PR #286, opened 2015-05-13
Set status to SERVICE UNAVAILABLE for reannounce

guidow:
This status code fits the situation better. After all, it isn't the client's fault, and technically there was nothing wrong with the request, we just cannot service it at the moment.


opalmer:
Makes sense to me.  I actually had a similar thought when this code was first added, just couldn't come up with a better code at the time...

==

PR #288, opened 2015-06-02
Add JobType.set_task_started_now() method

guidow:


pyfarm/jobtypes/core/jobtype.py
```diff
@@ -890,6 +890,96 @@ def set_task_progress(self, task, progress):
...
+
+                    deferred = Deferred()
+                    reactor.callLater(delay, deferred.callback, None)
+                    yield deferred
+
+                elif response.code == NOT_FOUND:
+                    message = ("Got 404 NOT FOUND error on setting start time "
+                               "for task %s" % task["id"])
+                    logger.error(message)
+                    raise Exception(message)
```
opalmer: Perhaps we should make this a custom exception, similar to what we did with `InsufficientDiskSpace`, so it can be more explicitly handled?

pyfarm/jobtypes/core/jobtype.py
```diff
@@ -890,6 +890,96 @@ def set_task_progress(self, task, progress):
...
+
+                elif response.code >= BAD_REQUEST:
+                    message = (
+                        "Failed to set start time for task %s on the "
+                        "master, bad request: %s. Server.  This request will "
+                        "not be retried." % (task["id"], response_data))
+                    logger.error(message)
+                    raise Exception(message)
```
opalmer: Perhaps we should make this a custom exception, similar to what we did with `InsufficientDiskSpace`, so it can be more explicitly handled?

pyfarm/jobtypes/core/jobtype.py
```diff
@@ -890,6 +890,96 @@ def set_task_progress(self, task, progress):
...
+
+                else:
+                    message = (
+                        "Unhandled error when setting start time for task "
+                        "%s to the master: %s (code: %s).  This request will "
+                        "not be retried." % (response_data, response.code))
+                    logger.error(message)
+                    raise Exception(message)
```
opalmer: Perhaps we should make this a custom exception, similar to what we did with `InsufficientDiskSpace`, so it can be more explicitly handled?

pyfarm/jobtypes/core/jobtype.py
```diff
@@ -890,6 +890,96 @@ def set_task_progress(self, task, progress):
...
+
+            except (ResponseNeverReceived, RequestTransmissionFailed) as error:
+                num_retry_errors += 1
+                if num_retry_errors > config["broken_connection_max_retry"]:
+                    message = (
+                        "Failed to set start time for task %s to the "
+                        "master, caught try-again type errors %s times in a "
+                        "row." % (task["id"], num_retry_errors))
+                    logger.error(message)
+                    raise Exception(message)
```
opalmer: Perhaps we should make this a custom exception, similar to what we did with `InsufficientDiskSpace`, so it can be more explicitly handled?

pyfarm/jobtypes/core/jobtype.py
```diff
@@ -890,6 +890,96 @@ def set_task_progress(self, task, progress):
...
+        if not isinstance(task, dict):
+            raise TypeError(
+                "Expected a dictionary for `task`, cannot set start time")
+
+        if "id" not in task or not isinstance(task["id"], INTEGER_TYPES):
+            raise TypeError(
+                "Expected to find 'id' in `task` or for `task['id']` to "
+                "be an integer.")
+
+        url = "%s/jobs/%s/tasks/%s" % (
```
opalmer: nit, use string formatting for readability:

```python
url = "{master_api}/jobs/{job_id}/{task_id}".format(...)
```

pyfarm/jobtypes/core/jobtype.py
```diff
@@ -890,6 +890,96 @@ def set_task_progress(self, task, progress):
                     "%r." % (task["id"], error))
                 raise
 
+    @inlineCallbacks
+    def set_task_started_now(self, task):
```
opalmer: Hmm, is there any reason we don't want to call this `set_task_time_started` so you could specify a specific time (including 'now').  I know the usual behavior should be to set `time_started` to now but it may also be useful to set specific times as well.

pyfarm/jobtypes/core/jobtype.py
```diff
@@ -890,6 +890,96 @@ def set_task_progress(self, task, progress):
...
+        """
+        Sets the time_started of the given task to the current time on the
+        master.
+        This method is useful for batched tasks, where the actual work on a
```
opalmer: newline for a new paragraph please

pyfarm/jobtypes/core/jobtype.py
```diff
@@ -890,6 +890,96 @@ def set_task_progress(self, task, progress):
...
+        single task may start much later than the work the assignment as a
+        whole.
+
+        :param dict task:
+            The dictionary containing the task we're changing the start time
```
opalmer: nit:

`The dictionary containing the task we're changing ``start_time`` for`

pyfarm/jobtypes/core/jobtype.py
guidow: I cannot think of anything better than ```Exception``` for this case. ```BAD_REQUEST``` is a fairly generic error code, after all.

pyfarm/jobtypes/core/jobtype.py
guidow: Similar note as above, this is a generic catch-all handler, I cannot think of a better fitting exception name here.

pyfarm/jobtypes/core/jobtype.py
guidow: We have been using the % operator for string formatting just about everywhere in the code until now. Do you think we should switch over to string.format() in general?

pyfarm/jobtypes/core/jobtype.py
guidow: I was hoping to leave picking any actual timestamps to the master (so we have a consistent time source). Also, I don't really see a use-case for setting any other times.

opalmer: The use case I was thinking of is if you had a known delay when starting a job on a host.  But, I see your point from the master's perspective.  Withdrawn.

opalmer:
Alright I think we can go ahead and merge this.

[Prompt]: The lines you need are those holding the word "deferred"; copy each of them from the material above.

[Answer space]:
+                    deferred = Deferred()
+                    reactor.callLater(delay, deferred.callback, None)
+                    yield deferred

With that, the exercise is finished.